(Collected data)
___
PR #33337, opened 2019-10-22
fix(ivy): move setClassMetadata calls into a pure iife

IgorMinar:
This commit transforms the setClassMetadata calls generated by ngtsc from:

```typescript
/*@__PURE__*/ setClassMetadata(...);
```

to:

```typescript
/*@__PURE__*/ (function() {
  setClassMetadata(...);
})();
```

Without the IIFE, terser won't remove these function calls because the
function calls have arguments that themselves are function calls or other
impure expressions. In order to make the whole block be DCE-ed by terser,
we wrap it into IIFE and mark the IIFE as pure.

It should be noted that this change doesn't have any impact on CLI* with
build-optimizer, which removes the whole setClassMetadata block within
the webpack loader, so terser or webpack itself don't get to see it at
all. This is done to prevent cross-chunk retention issues caused by
webpack's internal module registry.

\* actually we do expect a short-term size regression while angular/angular-cli#16228
is merged and released in the next rc of the CLI. But long term this
change does nothing to CLI + build-optimizer configuration and is done
primarly to correct the seeminly correct but non-function PURE annotation
that builds not using build-optimizer could rely on.


IgorMinar:
merge-assistance: this is a cherry-pick of a commit from #31939 that has been already reviewed and approved. I'm splitting up that PR to land stuff that is good to go.

IgorMinar:
I don't quite get why this is causing size regressions. The generated output before terser pass looks legit: https://hackmd.io/3mGNjS7nThmdq6qcAZQ_uw

And oddly enough the original PR from @alxhub is not failing with this issue: https://github.com/angular/angular/pull/31939

petebacondarwin (approved):

gkalpak:
> And oddly enough the original PR from @alxhub is not failing with this issue: #31939

Even more oddly, the original PR #31939 _is_ failing the [size test for aio][1] but not for integration projects 😕 

[1]: https://circleci.com/gh/angular/angular/490579

filipesilva:
I've looked into this and think that I have identified the problem. It's related to how this PR changes the pattern that allows Build Optimizer (BO) to identify static properties for classes.

In what BO calls "class fold", it tries to "fold" all static properties accesses after the class into a class declaration. We know these are static properties because it is how TS emits them.
```
// input
export class TemplateRef { }
TemplateRef.__NG_ELEMENT_ID__ = () => SWITCH_TEMPLATE_REF_FACTORY(TemplateRef, ElementRef);

// output
export const TemplateRef = /*@__PURE__*/ function () {
  class TemplateRef { }
  TemplateRef.__NG_ELEMENT_ID__ = () => SWITCH_TEMPLATE_REF_FACTORY(TemplateRef, ElementRef);
  return TemplateRef;
}();
```

These property assignments can reference variables, causing them to be retained even if the base class isn't used. Having these property assignment inside the class allows everything to be removed if the class is removed.

Inside `@angular/core` there's a very important class called `ApplicationRef` that has many references. It looks like this after being processed by ngcc:
```
class ApplicationRef {
  // lots of code
}
ApplicationRef.ɵfac = function ApplicationRef_Factory(t) { return new (t || ApplicationRef)(ɵɵinject(NgZone), ɵɵinject(Console), ɵɵinject(Injector), ɵɵinject(ErrorHandler), ɵɵinject(ComponentFactoryResolver), ɵɵinject(ApplicationInitStatus)); };
ApplicationRef.ɵprov = ɵɵdefineInjectable({ token: ApplicationRef, factory: function (t) { return ApplicationRef.ɵfac(t); }, providedIn: null });
/*@__PURE__*/ setClassMetadata(ApplicationRef, [{
        type: Injectable
    }], function () { return [{ type: NgZone }, { type: Console }, { type: Injector }, { type: ErrorHandler }, { type: ComponentFactoryResolver }, { type: ApplicationInitStatus }]; }, { constructor: [], _zone: [], _console: [], _injector: [], _exceptionHandler: [], _componentFactoryResolver: [], _initStatus: [], _bootstrapListeners: [], _views: [], _runningTick: [], _enforceNoNewChanges: [], _stable: [], componentTypes: [], components: [], bootstrap: [], tick: [], attachView: [], detachView: [], _loadComponent: [], _unloadComponent: [], ngOnDestroy: [], viewCount: [] });
/**
 * \@internal
 */
ApplicationRef._tickScope = wtfCreateScope('ApplicationRef#tick()');
/** @nocollapse */
ApplicationRef.ctorParameters = () => [
    { type: NgZone },
    { type: Console },
    { type: Injector },
    { type: ErrorHandler },
    { type: ComponentFactoryResolver },
    { type: ApplicationInitStatus }
];
```

This pattern breaks BOs identification of class static properties because `/*@__PURE__*/ setClassMetadata(...` is in the middle of property accesses. This in turn caused the property accesses after `setClassMetadata` to stay outside the class and retain code.

In https://github.com/angular/angular-cli/pull/15664 we got around this problem by identifying these calls and removing them before the "class fold" transform is ran. This way all properties went inside the class again.

With this PR the shape changes again:
```
ApplicationRef.ɵfac = function ApplicationRef_Factory(t) { return new (t || ApplicationRef)(ɵɵinject(NgZone), ɵɵinject(Console), ɵɵinject(Injector), ɵɵinject(ErrorHandler), ɵɵinject(ComponentFactoryResolver), ɵɵinject(ApplicationInitStatus)); };
ApplicationRef.ɵprov = ɵɵdefineInjectable({ token: ApplicationRef, factory: function (t) { return ApplicationRef.ɵfac(t); }, providedIn: null });
/*@__PURE__*/ (function () { setClassMetadata(ApplicationRef, [{
        type: Injectable
    }], function () { return [{ type: NgZone }, { type: Console }, { type: Injector }, { type: ErrorHandler }, { type: ComponentFactoryResolver }, { type: ApplicationInitStatus }]; }, { constructor: [], _zone: [], _console: [], _injector: [], _exceptionHandler: [], _componentFactoryResolver: [], _initStatus: [], _bootstrapListeners: [], _views: [], _runningTick: [], _enforceNoNewChanges: [], _stable: [], componentTypes: [], components: [], bootstrap: [], tick: [], attachView: [], detachView: [], _loadComponent: [], _unloadComponent: [], ngOnDestroy: [], viewCount: [] }); })();
/**
 * \@internal
 */
ApplicationRef._tickScope = wtfCreateScope('ApplicationRef#tick()');
/** @nocollapse */
ApplicationRef.ctorParameters = () => [
    { type: NgZone },
    { type: Console },
    { type: Injector },
    { type: ErrorHandler },
    { type: ComponentFactoryResolver },
    { type: ApplicationInitStatus }
];
```

`/*@__PURE__*/ (function () { setClassMetadata(ApplicationRef, [{` is identified by BO and is not removed, which causes the properties afterwards to be retained by "class fold".

We could change CLI to also identify the new shape. But if we instead move the `setClassMetadata` call after all static properties, there is no confusion in BO's side. I think that's a better approach because trying to remove certain bits of code in the middle of static props was what caused the problem in the first place.

IgorMinar:
@filipesilva thanks for the info! the whole point of this change is to take away responsibility of the BO to do extra work. It would make no sense to make this change in the emit format and then keep on correcting the emit in BO.

Let's iterate more on this change and get the code emitted correctly. This change can wait and is not RC blocking.

petebacondarwin:
This should help https://github.com/angular/angular/pull/33630

alxhub:
@IgorMinar I rebased this after @petebacondarwin's #33630.

filipesilva:
Looking into the size failure in https://circleci.com/gh/angular/angular/518038#tests/containers/2.
```
Commit a4ac6cb1818cec4bbf9db89b40be94d2cc46f384 uncompressed main-es2015 exceeded expected size by >1% (expected: 268331, actual: 313143).
```

To figure out what changed, I'll compare the file content of the main-es2015 file as built in this pr with the same from the branch point from master (`build: update .nvmrc to correct node version (#33636)`). 

First I got the artifacts for these two builds from CLI (thanks @gkalpak!):
- this PR: https://circleci.com/gh/angular/angular/518037#artifacts/containers/0
- branch point from master: https://circleci.com/gh/angular/angular/517986#artifacts/containers/0

I input the artifacts from this PR to `dist/packages-dist`, and the artifacts from master to `dist/packages-dist-master`. Then I copy `integration/cli-hello-world-lazy` as `integration/cli-hello-world-lazy-master`,edit the latters' package.json deps to point at `dist/packages-dist-master`, and install the dependencies. Unfortunately I run into https://github.com/angular/angular/issues/33686, but just use latest zone.js from npm instead.

At this point I can make comparative builds between the two setups. First we should look at a production build without any optimizations (`ng build --prod --optimization false`) to see how the `setClassMetadata` calls changed. 

A good starting point to compare is `ApplicationRef` where we saw a problem before in https://github.com/angular/angular/pull/33337#issuecomment-545487737.

- master
```
let ApplicationRef = /*@__PURE__*/ (() => {
    class ApplicationRef {
       // lots of code
    }
    ApplicationRef.ɵfac = function ApplicationRef_Factory(t) { return new (t || ApplicationRef)(ɵɵinject(NgZone), ɵɵinject(Console), ɵɵinject(Injector), ɵɵinject(ErrorHandler), ɵɵinject(ComponentFactoryResolver), ɵɵinject(ApplicationInitStatus)); };
    ApplicationRef.ɵprov = /*@__PURE__*/ ɵɵdefineInjectable({ token: ApplicationRef, factory: function (t) { return ApplicationRef.ɵfac(t); }, providedIn: null });
    /**
     * \@internal
     */
    ApplicationRef._tickScope = /*@__PURE__*/ wtfCreateScope('ApplicationRef#tick()');
    /*@__PURE__*/ /*@__PURE__*/ setClassMetadata(ApplicationRef, [{
            type: Injectable
        }], function () { return [{ type: NgZone }, { type: Console }, { type: Injector }, { type: ErrorHandler }, { type: ComponentFactoryResolver }, { type: ApplicationInitStatus }]; }, { constructor: [], _zone: [], _console: [], _injector: [], _exceptionHandler: [], _componentFactoryResolver: [], _initStatus: [], _bootstrapListeners: [], _views: [], _runningTick: [], _enforceNoNewChanges: [], _stable: [], componentTypes: [], components: [], bootstrap: [], tick: [], attachView: [], detachView: [], _loadComponent: [], _unloadComponent: [], ngOnDestroy: [], viewCount: [] });
    return ApplicationRef;
})();
```
- this PR
```
let ApplicationRef = /*@__PURE__*/ (() => {
    class ApplicationRef {
      // lots of code
    }
    ApplicationRef.ɵfac = function ApplicationRef_Factory(t) { return new (t || ApplicationRef)(ɵɵinject(NgZone), ɵɵinject(Console), ɵɵinject(Injector), ɵɵinject(ErrorHandler), ɵɵinject(ComponentFactoryResolver), ɵɵinject(ApplicationInitStatus)); };
    ApplicationRef.ɵprov = /*@__PURE__*/ ɵɵdefineInjectable({ token: ApplicationRef, factory: function (t) { return ApplicationRef.ɵfac(t); }, providedIn: null });
    /**
     * \@internal
     */
    ApplicationRef._tickScope = /*@__PURE__*/ wtfCreateScope('ApplicationRef#tick()');
    return ApplicationRef;
})();
/*@__PURE__*/ /*@__PURE__*/ (function () {
    setClassMetadata(ApplicationRef, [{
            type: Injectable
        }], function () { return [{ type: NgZone }, { type: Console }, { type: Injector }, { type: ErrorHandler }, { type: ComponentFactoryResolver }, { type: ApplicationInitStatus }]; }, { constructor: [], _zone: [], _console: [], _injector: [], _exceptionHandler: [], _componentFactoryResolver: [], _initStatus: [], _bootstrapListeners: [], _views: [], _runningTick: [], _enforceNoNewChanges: [], _stable: [], componentTypes: [], components: [], bootstrap: [], tick: [], attachView: [], detachView: [], _loadComponent: [], _unloadComponent: [], ngOnDestroy: [], viewCount: [] });
})();
```

We can see two interesting things: `setClassMetadata` is wrapped in an IIFE (as the PR name suggests), and it's moved to outside the class (which I didn't assume from the PR name or tests).

Still, from a tree shaking standpoint this looks reasonable enough and should work.

Stepping back from the code change in `ApplicationRef` gives more insight though. Whereas the bundle for master contains 14 references to `setClassMetadata`, the bundle for this PR contains 77 references. This is very surprising.

Trying to narrow it down a bit further shows that this PR actually contains the same number of calls as master in the `setClassMetadata(ApplicationModule, [{` format (as above), but also contains new calls that are not present in master:

- master
```
let HammerModule = /*@__PURE__*/ (() => {
    class HammerModule {
    }
    HammerModule.ɵmod = /*@__PURE__*/ _angular_core__WEBPACK_IMPORTED_MODULE_1__["ɵɵdefineNgModule"]({ type: HammerModule });
    HammerModule.ɵinj = /*@__PURE__*/ _angular_core__WEBPACK_IMPORTED_MODULE_1__["ɵɵdefineInjector"]({ factory: function HammerModule_Factory(t) { return new (t || HammerModule)(); }, providers: HAMMER_PROVIDERS__PRE_R3__ });
    return HammerModule;
})();
```
- this PR
```
let HammerModule = /*@__PURE__*/ (() => {
    class HammerModule {
    }
    HammerModule.ɵmod = /*@__PURE__*/ _angular_core__WEBPACK_IMPORTED_MODULE_1__["ɵɵdefineNgModule"]({ type: HammerModule });
    HammerModule.ɵinj = /*@__PURE__*/ _angular_core__WEBPACK_IMPORTED_MODULE_1__["ɵɵdefineInjector"]({ factory: function HammerModule_Factory(t) { return new (t || HammerModule)(); }, providers: HAMMER_PROVIDERS__PRE_R3__ });
    return HammerModule;
})();
/*@__PURE__*/ /*@__PURE__*/ (function () {
    _angular_core__WEBPACK_IMPORTED_MODULE_1__["ɵsetClassMetadata"](HammerModule, [{
            type: _angular_core__WEBPACK_IMPORTED_MODULE_1__["NgModule"],
            args: [{ providers: HAMMER_PROVIDERS__PRE_R3__ }]
        }], null, null);
})();
```

The `_angular_core__WEBPACK_IMPORTED_MODULE_1__["ɵsetClassMetadata"]` format might seem a bit foreign but it just means that webpack had to get the `ɵsetClassMetadata` export from another module using the webpack module loader. Bear in mind that in webpack a single bundle/chunk (a file on disk) can contain many modules isolated via closures.

This indirection explains why the size increase manifested itself only on the lazy load scenario: when there is no lazy loading and the code is mostly ES2015, webpack can do a single big module. But when lazy loading is present, code that is common to both eager and lazy loaded modules must be separated into another module, resulting in several modules total. This extra code was also present in non-lazy builds but it was stripped away by tree shaking because there was no module loading indirection.

As to why master does not have these calls, the answer is that it actually does have them but Build Optimizer removes them (see [here](https://github.com/angular/angular-cli/blob/9cd09e6523c562c26502186929098bea6a8f9c07/packages/angular_devkit/build_optimizer/src/transforms/scrub-file_spec.ts#L718-L737). Making a build on master without Build Optimizer (`ng build --prod --optimization false --build-optimizer false`) shows the following output:
```
class HammerModule {
}
HammerModule.ɵmod = _angular_core__WEBPACK_IMPORTED_MODULE_1__["ɵɵdefineNgModule"]({ type: HammerModule });
HammerModule.ɵinj = _angular_core__WEBPACK_IMPORTED_MODULE_1__["ɵɵdefineInjector"]({ factory: function HammerModule_Factory(t) { return new (t || HammerModule)(); }, providers: HAMMER_PROVIDERS__PRE_R3__ });
/*@__PURE__*/ _angular_core__WEBPACK_IMPORTED_MODULE_1__["ɵsetClassMetadata"](HammerModule, [{
        type: _angular_core__WEBPACK_IMPORTED_MODULE_1__["NgModule"],
        args: [{ providers: HAMMER_PROVIDERS__PRE_R3__ }]
    }], null, null);
```

The resolution here is that Build Optimizer must still, unfortunately, identify and remove these calls to prevent cross-module references that are problematic for the lazy load case.

Since the point of the change in this PR was to allow Build Optimizer to not do this processing, and now we have ascertained that this isn't possible anyway, the importance of this change is reduced and probably even eliminated. For the sake of correctness though, this really should be an IIFE since the `/*@__PURE__*/` comment does regarding the argument function calls otherwise.

petebacondarwin:
I have another PR that moves these statements even further away from the class - https://github.com/angular/angular/pull/33689 - this ensures that these statements are after calls like `__decorate`.

IgorMinar:
@filipesilva can you please clarify what causes the following code to be retained?

```
/*@__PURE__*/ /*@__PURE__*/ (function () {
    _angular_core__WEBPACK_IMPORTED_MODULE_1__["ɵsetClassMetadata"](HammerModule, [{
            type: _angular_core__WEBPACK_IMPORTED_MODULE_1__["NgModule"],
            args: [{ providers: HAMMER_PROVIDERS__PRE_R3__ }]
        }], null, null);
})();
```

I thought terser would remove any top level function invocations that were prefixed with `__PURE__`.

filipesilva:
@IgorMinar that code will indeed be removed by Terser. All the samples I gave were with optimization turned off. 

But since the failing test is an app with lazy loaded chunks, by the time Terser runs, the "damage" has been done: sections of angular/core have been de-optimized into their own module and hooked up to the webpack module loader. 

Terser is able to remove the `__PURE__` calls, but will not cross module boundaries and remove the code the `__PURE__` calls caused to be retained and exported in the other modules, name angular/core.

filipesilva:
Build Optimizer update in https://github.com/angular/angular-cli/pull/16228

IgorMinar:
@filipesilva you wrote:
> But since the failing test is an app with lazy loaded chunks, by the time Terser runs, the "damage" has been done: sections of angular/core have been de-optimized into their own module and hooked up to the webpack module loader.

that's correct, and this PR doesn't change anything about it. One way or another `setClassMetadata` will be retained by webpack in the main bundle (and with it anything that this function depends on). The only way to avoid that would be to not generate the iifes at all when we don't need the AOT compiled code to interact with JIT compiled code (this interop is the main purpose of having `setClassMetadata` calls emitted).

have we considered an option to guard this iife emit via a `angularCompilerOptions` flag which would be off by default and set to on by the CLI when we are compiling the tsconfig.app.json program for unit tests?

filipesilva:
@IgorMinar this PR changes the format of the `setClassMetadata` call. In the version of the CLI used in the integration tests, Build Optimizer recognizes the previous format of `setClassMetadata` and removed it when loading the files into webpack. That way it never got in the main bundle.

Since the format is now different, Build Optimizer does not recognize it, and it is left in place to later affect bundling.

IgorMinar:
@filipesilva I think we keep on talking cross each other - I'm sorry if this is confusing/frustrating.

the confusing part is that we are making a change that actually has no impact on CLI users because BO already handles this well.

The bottom line is that in order to prevent the retention of the symbol in the main bundle due to cross-chunk retention, we can't rely on terser and PURE annotations to strip the setClassMetadata callsites from generated code. BO *must* do it *in the webpack loader* in order to prevent the retention down the build pipeline.

What threw me off is that we are talking about IIFEs and PURE and that's completely irrelevant in the case of CLI with BO.

So the last question I have is - why are we making this change at all? it doesn't buy us anything. The initial motivation was our hope that we would be able remove the pass from BO, but that's can't happen because of cross-chunk retention which must be dealt with in the loader.

Should we drop close this PR as useless? Am I missing some hidden benefit that is not obvious?

If we do believe that we want to keep this PR, then we should update the commit message and state the benefit, because the currently stated reason is invalid (due to the cross-chunk issue).

filipesilva:
I think the answer to that is this bit:

> Since the point of the change in this PR was to allow Build Optimizer to not do this processing, and now we have ascertained that this isn't possible anyway, the importance of this change is reduced and probably even eliminated.
> 
> For the sake of correctness though, this really should be an IIFE since the /*@__PURE__*/ comment does nothing regarding the argument function calls otherwise. Rollup is able to do away with the setClassMetadata wrapped in the IIFE without Build Optimizers help (as can be seen by cli-hello-world-lazy-rollup not failing), but Webpack cannot.

IgorMinar:
@filipesilva ok. that's fair. let's go ahead with this then.

IgorMinar:
I've just rebased this so that we get the latest numbers. @alxhub or I will update this PR tomorrow to get it in.


we should update the commit message by stripping the last sentence about BO which is wrong and replace it with a clarification along the lines:

>Without the IIFE, terser won't remove these function calls because the function calls have arguments that themselves are function calls or other impure expressions. In order to make the whole block away, we wrap it into IIFE and mark the IIFE as pure.
>
>It should be noted that this change doesn't have any impact on CLI with build-optimizer, which removes the whole `setClassMetadata` block within the webpack loader, so terser or webpack itself don't get to see it at all. This is done to prevent cross-chunk retention issues caused by webpack's internal module registry.*

IgorMinar:
I updated the commit message

alxhub:
[Presubmit](http://test/OCL:281566246:BASE:281566306:1574278810611:86c9bd6c)
[Ivy Presubmit](http://test/OCL:281566246:BASE:281566484:1574278851590:57c7a54b)

aio/scripts/_payload-limits.json
```diff
@@ -12,7 +12,7 @@
     "master": {
       "uncompressed": {
         "runtime-es2015": 2987,
-        "main-es2015": 461159,
+        "main-es2015": 506857,
```
gkalpak: I know this is temporary, but 😱 😱 😱

gkalpak (approved):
___
EXERCISE INSTRUCTIONS:
Which lines above include "rely"? Show each of them by copying it.

TASK ANSWER:
that builds not using build-optimizer could rely on.
The bottom line is that in order to prevent the retention of the symbol in the main bundle due to cross-chunk retention, we can't rely on terser and PURE annotations to strip the setClassMetadata callsites from generated code. BO *must* do it *in the webpack loader* in order to prevent the retention down the build pipeline.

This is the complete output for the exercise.